Revenue growth at 17% driven by volume recovery
􀀟 ACC recorded a revenue growth of 17.2% which was driven by 12.5% volume growth and
5.4% realisation improvement. Cement volumes sold stood at 5.93mmt.
􀀟 Despite the industry operating at 75-76% capacity utilisation, cement prices in most markets
scaled to historic high levels in Q211, which resulted in ACC overall realisation at Rs4,042/mt.
These realisations are the highest ever recorded by the company, and 5.4% higher than the
2Q10 levels of Rs3,834/mt.
EBITDA per mt at Rs.923, with a y.o.y EBITDA decline of 1%
􀀟 ACC's EBITDA/mt which slipped to around Rs342/mt in 3Q10, have now scaled up further
from Rs906/mt in 1Q11 to Rs923/mt in 2Q11. Clearly, the improvement is largely backed by
the strong pricing improvement in the cement markets.
􀀟 EBITDA stood at Rs5.5bn in 2Q11. Production costs went up 11.8% yoy to Rs3,119/mt in
2Q11 due to a steep rise in coal prices, higher grid tariffs and rising freight rates. However,
raw material costs declined 3% to Rs.672/mt in 2Q11. Power costs increased 28.4% yoy to
Rs965/mt, mainly due to a substantial increase in coal and pet coke prices. Freight and
handling costs increased 14.7% yoy to Rs586/mt on higher freight rates.
􀀟 On a sequential basis, cost per tonne grew 4.7% (Rs141/mt) from Rs2,978 in 1Q11, but
realisations grew by Rs158/mt, hence improving EBITDA/mt sequentially.
􀀟 ACC's PBT declined by 4% y.o.y. PAT before extraordinary items and minority interest
declined 6.8% yoy to Rs3.3bn in 2Q11. Adjusting for minority interest, PAT declined 6.1%
yoy.
However we remain concerned on low industry utilisation rates
􀀟 The cement industry closed FY11 with a capacity of 302mmt, and a domestic demand of
212mmt. We expect the cement capacity to scale to 325mmt by 2012, but the demand
conditions in FY12 so far indicate only flat levels of growth. As a consequence, we expect the
industry to operate at 75% capacity utilisation levels for the next 2 years.
􀀟 We believe, such levels of capacity utilisations in a fragmented industry like India (with over
40 cement players) does expose the sector to pricing competition.

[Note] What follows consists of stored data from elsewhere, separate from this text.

PR #38, opened 2019-07-15
make data/generate.py python3 compatible

### LINKED ISSUE #37: Test data script is incompatible with Python 3
Python 2 will be EOL end of this year, and most of the community has moved to Python 3.

We should make sure that the data creating script works with 3 to be able to drop support for Python 2, too.

mgeplf:
fixes #37

### DIFF
--- a/tests/data/generate.py
+++ b/tests/data/generate.py
@@ -1,11 +1,21 @@
 #!/usr/bin/env python
 
+import sys
+
 import numpy as np
 import h5py
 
 
 def write_population_one_group(pop, prefix):
-    string_dtype = h5py.special_dtype(vlen=unicode)
+
+    if sys.version_info[0] == 2:
+        vlen_str_type = unicode
+    elif sys.version_info[0] == 3:
+        vlen_str_type = str
+    else:
+        raise 'Only python2/3 supported'
+
+    string_dtype = h5py.special_dtype(vlen=vlen_str_type)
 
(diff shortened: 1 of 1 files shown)


tests/data/generate.py
```diff
@@ -1,11 +1,21 @@
...
 
 def write_population_one_group(pop, prefix):
-    string_dtype = h5py.special_dtype(vlen=unicode)
+
+    if sys.version_info[0] == 2:
+        vlen_str_type = unicode
+    elif sys.version_info[0] == 3:
+        vlen_str_type = str
+    else:
+        raise 'Only python2/3 supported'
```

􀀟 ACC trades at a EV/mt of $134 which is a 20% premium to replacement cost. Given these
valuations, and the risk to near term earnings, we maintain our sell recommendation. ACC's
balance sheet remains very impressive with net cash of Rs11.1bn, which positions it ideally to
face any downturn in industry margins, and also gives it opportunity to resort to acquisitions if
available.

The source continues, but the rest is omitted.